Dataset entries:
'''

PR #1599, opened 2026-05-27
fix(ci): Avoid collisions of capture-commit archive

zkdev:
When using the optional release-branch feature, the capture-commit archive is not cleaned up. As both steps will run on the same worker (with the very same filesystem), there can be collisions if the archive names match.

Clean up after archive upload is safe, as subsequent steps only consume the archive via explicit artifact download.

**Release note**:

```bugfix developer
NONE
```

### DIFF
--- a/.github/actions/capture-commit/action.yaml
+++ b/.github/actions/capture-commit/action.yaml
@@ -154,3 +154,11 @@ runs:
       with:
         name: ${{ inputs.to-artefact }}
         path: commit-objects.tar.gz
+
+    - name: clean-up-capture-commit-archive
+      shell: bash
+      run: |
+        set -euo pipefail
+
+        # archive was uploaded already, avoid local collisions in filesystem
+        unlink commit-objects.tar.gz


.github/actions/capture-commit/action.yaml
```diff
@@ -154,3 +154,10 @@ runs:
       with:
         name: ${{ inputs.to-artefact }}
         path: commit-objects.tar.gz
+
+    - name: clean-up-capture-commit-archive
+      shell: bash
+      id: cleanup
```
ccwienk: nit: id is never used

.github/actions/capture-commit/action.yaml
```diff
@@ -154,3 +154,10 @@ runs:
...
+      run: |
+        # archive was uploaded already, avoid local collisions in filesystem
+        unlink "commit-objects.tar.gz"
```
ccwienk: two nits:
- quotes are not needed
- should at least `set -e` (or: `set -euo pipefail`) as general best-practice and to detect regressions (e.g. inconsistent renaming)

ccwienk (commented):
some nits, otherwise: lgtm

ccwienk (approved):

PR #1600, opened 2026-05-29
remove github/compliance package

TuanAnh17N:
the github.compliance module was only used to create cfg-related issues on concourse, which is no longer in use. compliance issues are now managed by odg, which does not depend on this module.

additionally, the odg-client dropped the sprint model in a recent change, causing lint failures in milestone.py which would require adapting dead code.

**Release note**:

```other operator

```


8R0WNI3 (approved):
/lgtm, thank you :-)

zkdev (approved):
/lgtm

I am also not aware of any remaining usages for this package

PR #953, opened 2018-06-07
New Gas Sprites

Xantholne:
New/ported Sprites for Freon, Plasma, and N2O making them more "gas" and less "dots"
Plasma and N2O sprites are originally from a place called "Apollo" honestly I have no idea if that server even exists anymore.

:cl: Xantholne
add: New sprites for Freon, Plasma, and N2O gases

'''

- _What the task requires_
Say the number of lines above that include "objects", and only that.

- _Exercise solution_
4